TableRock’s first offerings, launching early next year, will focus on specific interest areas including aviation, guitars and motorcycles. “Each of these are multi-billion dollar industries and cover subjects that go under the radar in terms of conventional TV. They are too niche in the old way of doing TV, but work in OTT.”
The company plans to make about 80% of its content, with a guitar show with Rush’s Alex Lifeson being talked about, and a motorcycle show with David Hatch, one of the TableRock exec team and the host of TSN series Motorcycle Experience.
Arcuri says TableRock’s OTT channels can co-exist alongside pay TV, Netflix and YouTube because each fulfils a different purpose. “We liken it to breakfast, lunch, dinner and snacking,” says Arcuri. “Netflix is dinner and YouTube is snacking. We are breakfast and lunch.”
For the big TV brands to survive outside of the platforms in a D2C space, channels need a strong brand and content consumers know as well. HBO ticks both boxes and its HBO NOW service has got off to a strong start (its OTT services in Europe, meanwhile, have struggled).

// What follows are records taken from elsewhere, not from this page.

PR #235, opened 2021-05-28
feat(cli): create Zip from project

y-lakhdar:
## Proposed changes

Reads the project, compress the resources into a single zip and use it to create a snapshot.
The command uses a third party library to compress the resources. I initially tried using the native `zlib` API but it seems to only support single file compression. We can probably achieve the same result with some stream manipulation but, I am keeping it simple for now.

## Testing

- [x] Unit Tests:
    
- [x] Manual Tests: Created a project using this [structure](https://github.com/y-lakhdar/snapshot-automated-deployment/tree/master/Snapshot). 

-----
CDX-353


packages/cli/src/lib/snapshot/snapshot.ts
```diff
@@ -0,0 +1,69 @@
...
+
+// TODO: CDX-357: platform-client should support zip file as stream.
+// In the meantime, we pass a custom object that contains all the require parameters expected by the createFromFile method.
+export interface CustomFile extends ReadStream {
+  type?: string;
+}
+
+export class Snapshot {
+  private client: AuthenticatedClient;
+  private lastSnapshot: ResourceSnapshotsModel | null = null;
```
louis-bompart, line 16: Why null and not undefined ? 🤔

packages/cli/src/lib/snapshot/snapshot.ts
```diff
@@ -0,0 +1,69 @@
...
+  private displayExpandedPreview() {
+    // TODO: CDX-347 Display Expanded preview
+  }
+
+  async deleteSnapshot() {
+    // TODO: CDX-359: Delete snapshot once previewed
+  }
+
+  private async getSnapshotClient() {
+    return (await this.client.getClient()).resourceSnapshot;
```
louis-bompart, line 67: I would probably do it as a prop
so `private _snapshotClient` and a getter. Like this you can cache it and avoid to call the lib again :)

louis-bompart (commented):
did an early sneak peak between two builds ;)

packages/cli/src/lib/snapshot/snapshot.ts
y-lakhdar: I split this PR into 2 PRs.
The snapshot class is now defined in the PR #236.

I decided to remove the `getSnapshotClient` method and put the client as an argument in the constructor.
**Reason behind that design:**
* If the user decides to deploy a snapshot to an org other than the one he is connected to, the `getSnapshotClient` will return an instance of the client tied to the wrong org.
* The Snapshot class does not need to know about the origin org. Only the target org matters.

packages/cli/src/commands/org/config/preview.ts
```diff
@@ -0,0 +1,79 @@
...
+
+    const factory = new SnapshotFactory();
+    const snapshot = await factory.createFromZip(
+      pathToZip,
+      'cli-preview-snapshot'
+    );
+
+    cli.action.start('Creating snapshot');
+
+    const targetOrg = await this.getTargetOrg();
```
olamothe, line 53: Should there be a confirmation message here ?

`You are about to create and preview a snapshot for org "foo" in region "bar", do you wish to continue ?`

Or would that be too annoying ? Just to make sure that you are doing the operation in the correct org, like if you logged into an incorrect one...

packages/cli/src/lib/project/project.ts
```diff
@@ -0,0 +1,57 @@
...
+
+  private get pathToTemporaryZip() {
+    return join(this.pathToProject, 'snapshot.zip');
+  }
+
+  private get pathToResources() {
+    return join(this.pathToProject, 'resources');
+  }
+
+  deleteTemporaryZipFile() {
```
olamothe, line 19: Similar to another comment in your other PR, I'd prefer to have the `public` keyword explicitly set, and to have all public methods grouped at the beginning of the class.

packages/cli/src/lib/project/project.ts
```diff
@@ -0,0 +1,57 @@
...
+    unlinkSync(this.pathToTemporaryZip);
+  }
+
+  ensureProjectCompliance() {
+    /*
+     * TODO: CDX-354: add checks to ensure the project is indeed a valid project
+     * e.g. * Check if path to resources is a folder
+     *      * Check if the root has a valid config file
```
olamothe, line 27: Possibly means we will need a `repair` command ? That's not 100% mandatory by the way... 

As end user, you could always get something valid from your git history anyway.

olamothe (approved):

packages/cli/src/commands/org/config/preview.ts
louis-bompart: I think we should not, too much of a hassle.

I would reserve such warning for
 - Destructive operations
 - Operations having impact on the queries of the org (e.g. if an operation change a query pipeline in the org). So when you apply snapshot

packages/cli/src/lib/snapshot/snapshot.spec.ts
```diff
@@ -0,0 +1,84 @@
...
+const mockedCreateSnapshotFromFile = jest.fn();
+
+const doMockReadStream = () => {
+  mockedCreateReadStream.mockImplementation(() => {
+    const buffer = Buffer.from('this is a tést');
+    const readable = new Readable();
+    readable._read = () => {};
+    readable.push(buffer);
+    readable.push(null);
+    return readable as unknown as ReadStream;
```
louis-bompart, line 22: You probably could do something like `createReadStream(Buffer.from('this is a tést'))`

You can use the callback of mockImplementation to alter it properly:
https://jestjs.io/docs/mock-function-api#mockfnmockimplementationfn

packages/cli/src/lib/snapshot/snapshot.spec.ts
```diff
@@ -0,0 +1,84 @@
...
+
+const doMockAuthenticatedClient = () => {
+  mockedAuthenticatedClient.mockImplementation(
+    () =>
+      ({
+        getClient: () =>
+          Promise.resolve({
+            resourceSnapshot: {createFromFile: mockedCreateSnapshotFromFile},
+          }),
+      } as unknown as AuthenticatedClient)
```
louis-bompart, line 34: I don't understand why you have to do such cast 🤔

louis-bompart (changes requested):
Some changes in the mocks :)

packages/cli/src/lib/snapshot/snapshot.spec.ts
y-lakhdar: So I don't have to implement the missing properties
image

packages/cli/src/commands/org/config/preview.ts
y-lakhdar: I agree with @louis-bompart Snapshot should not apply any modification to the destination org.
However, there will be a prompt if the snapshot requires a synchronization plan.

packages/cli/src/lib/snapshot/snapshot.spec.ts
y-lakhdar: Not sure I understand how I can mock the createReadStream by using it. Do you have an example?

packages/cli/src/lib/snapshot/snapshot.spec.ts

“HBO NOW is the one to watch,” says Digital TV Research principal analyst Simon Murray. “HBO’s message to the pay TV operators is that people won’t cancel for the service, so it is targeting people who never had cable in the first place. However, if the likes of ESPN follow HBO and do what they are doing with a standalone sports service it would be a big move given how important sport is to the pay TV platforms.”
An ESPN move would be huge for the industry, Murray adds. “Talk of ESPN OTT could be them trying to get a stronger negotiating position with the platforms, but HBO has done it and maybe the likes of ESPN are looking at that,” he says. “Also, what is Netflix missing compared to traditional pay TV? Live content and sports.”

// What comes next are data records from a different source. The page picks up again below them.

PR #236, opened 2021-05-30
feat: add snapshot class

y-lakhdar:
## Proposed changes

Creating the structure of the snapshot class. The class will be used to manipulate snapshots.

-----
CDX-360


packages/cli/src/lib/snapshot/snapshot.ts
```diff
@@ -0,0 +1,37 @@
+import {ResourceSnapshotsModel} from '@coveord/platform-client';
+import ResourceSnapshots from '@coveord/platform-client/dist/definitions/resources/ResourceSnapshots/ResourceSnapshots';
```
olamothe, line 2: Is that the right import path ? It can't be imported from root of `@coveord/platform-client` ?

If so, would it make sense to open a PR/TODO for that in platform client project ?

packages/cli/src/lib/snapshot/snapshot.ts
```diff
@@ -0,0 +1,37 @@
...
+
+export class Snapshot {
+  constructor(
+    private model: ResourceSnapshotsModel,
+    private snapshotClient: ResourceSnapshots
```
olamothe, line 7: Instead of injecting the client in the ctor, could it be created internally ? 

However, it does ultimately rely on the parent command to make sure the platform-client is authenticated, so.... I think it's fine like this.

packages/cli/src/lib/snapshot/snapshot.ts
```diff
@@ -0,0 +1,37 @@
...
+  ) {}
+
+  async push(targetOrganizationId: string, developerNotes: string) {
```
olamothe, line 10: Personal pet peeve, but I prefer to have the `public` keyword explicitly set.

olamothe (approved):

packages/cli/src/lib/snapshot/snapshot.ts
y-lakhdar: Correct, it is not available. I will open a PR
image

packages/cli/src/lib/snapshot/snapshot.ts
y-lakhdar: Without the client passed in the constructor, the `Snapshot` class has to know all the org config variables (org, env and region) and create the appropriate client with that info.
However, I wanted the `SnapshotFactory` class to handle the client generation poutine since the `Snapshot` class does not need to know that information.

packages/cli/src/lib/snapshot/snapshot.ts
y-lakhdar: I'll do that correction in #240

packages/cli/src/lib/snapshot/snapshotFactory.ts
```diff
@@ -0,0 +1,14 @@
+import {Snapshot} from './snapshot';
+
+export class SnapshotFactory {
```
louis-bompart, line 3: If the class is stateless, then put every method in it as statics methods.

louis-bompart (changes requested):
Some changes, especially the good export for `@coveord/platform-client` (seems a quickwin, thus  no TODO, but a PR ;) )

packages/cli/src/lib/snapshot/snapshot.ts
y-lakhdar: [CDX-366](https://coveord.atlassian.net/browse/CDX-366)

y-lakhdar: @louis-bompart Here is the pull request : https://github.com/coveo/platform-client/pull/324

louis-bompart (approved):

PR #237, opened 2021-05-31
feat(cli): push snapshots to an organization

y-lakhdar:
## Proposed changes

Once the resources within the project are compressed into a Zip file, they are pushed to the destination org.
If the user does not specify the target org, the snapshot will be pushed to the org defined in the config file.

Since we need to support org-to-org deployment, I decided to add an optional parameter on the `AuthenticatedClient.getClient()` method, so we can instantiate a client that is not tied to the connected org.

## Testing

- [x] Unit Tests: Covered by unit tests
- [x] Manual Tests: Push a snapshot without the `-t` flag. Push a snapshot with the `-t` flag.

-----
CDX-356


packages/cli/src/lib/platform/authenticatedClient.ts
```diff
@@ -29,18 +29,18 @@ export class AuthenticatedClient {
...
 
-  async getClient() {
-    const {
-      environment,
-      region,
-      organization,
-      accessToken,
-    } = await this.cfg.get();
+  async getClient(customConfig?: Partial<Configuration>) {
+    const {environment, region, organization, accessToken} =
```
olamothe, line 33: You could merge the the 2 config at the beginning of the method, and then just reference the final config instead of multiple boolean check.

```
const configFromDisk = await this.cfg.get();
const resolvedConfig = {...configFromDisk, ...customConfig}

return new PlatformClient({environment: resolvedConfig.environment, [...etc...]})
```

packages/cli/src/lib/platform/authenticatedClient.ts
```diff
@@ -29,18 +29,18 @@ export class AuthenticatedClient {
...
   }
 
-  async getClient() {
-    const {
-      environment,
-      region,
-      organization,
-      accessToken,
-    } = await this.cfg.get();
+  async getClient(customConfig?: Partial<Configuration>) {
```
olamothe, line 32: Suggestion: `overrideConfig`

olamothe (approved):

packages/cli/src/commands/org/config/preview.ts
```diff
@@ -41,21 +41,16 @@ export default class Preview extends Command {
...
-      pathToZip,
-      'cli-preview-snapshot'
-    );
+    const targetOrg = await this.getTargetOrg();
 
     cli.action.start('Creating snapshot');
 
-    const targetOrg = await this.getTargetOrg();
-    await snapshot.push(targetOrg, 'cli-preview-snapshot');
+    const factory = new SnapshotFactory();
```
louis-bompart, line 48: would be impacted by my comment about the snapshotFactory, stateless class, no need for `new` ;)

y-lakhdar: Correct. I will be fix once I merge the corrections from CDX-353

packages/cli/src/lib/snapshot/snapshot.ts
```diff
@@ -6,17 +6,11 @@ export class Snapshot {
...
-    // snapshotClient.push(this.lastSnapshot?.targetId, {targetOrganisationId});
-  }
-
-  validate(targetOrganisationId: string) {
+  async validate() {
     // TODO: CDX-358: Validate snapshot
   }
 
-  preview() {
+  async preview() {
```
louis-bompart, line 13: why async?

packages/cli/src/lib/snapshot/snapshotFactory.ts
```diff
@@ -12,15 +12,15 @@ export interface CustomFile extends ReadStream {
 export class SnapshotFactory {
   static async createFromZip(
     pathToZip: string,
-    developerNotes: string
+    targetOrg: string
   ): Promise<Snapshot> {
-    const client = await new AuthenticatedClient().getClient();
+    const client = await this.getClient(targetOrg);
```
louis-bompart, line 17:
```suggestion
    const client = await SnapshotFactory.getClient(targetOrg);
```

I think?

So should the traditional pay TV platforms be running scared? “Yes, but at the moment the [OTT and D2C] economics don’t stack up for most channels. Longer-term, it could be an issue, but the platforms are still well-positioned to perform an aggregator role,” says Ampere’s Broughton.
One company taking that aggregator role to the OTT space is Magine TV. It started in Sweden before launching in Germany and is now rolling out in the UK.
Michael Turner, Magine’s chief content officer, says: “The first thing we did was talk to channels and work out the challenges for them over the next five to ten years. We found their profitability was still good, but they were leaking audience to new services and to the content warehouses.”
Convincing free and pay channels to move onto Magine and treat it as they would a cable or satellite pay platform has been the challenge, says Turner. “There is an initial phase of protective behavior, and our job is to convince channels to treat Magine TV as a pay service with distribution terms and partnership agreements,” he adds.
Magine is set up against the pay TV operators such as Sky, not the SVOD players such as Netflix. The channels inevitably feel pressure from their existing platform partners when a new player enters the fray, but in the basic cable space are largely free to join new services.
“The basic channels do experience tremendous pressure, especially where there is a dominant platform in a territory, but they also recognise it is good for them to have alternatives to the existing platforms,” says Turner. “We think we have a shot at becoming a global pay TV provider.”
While there are as many questions as answers in terms of the right OTT strategy for existing channels, there is a clear winner with each development and each platform or channel launch: content owners. More windows means more ways of extracting value from programming, more buyers and more people chasing exclusivity.
“All major developments in this area see the content owner win out,” says Ampere’s Bisson. “It is a great time to own content.”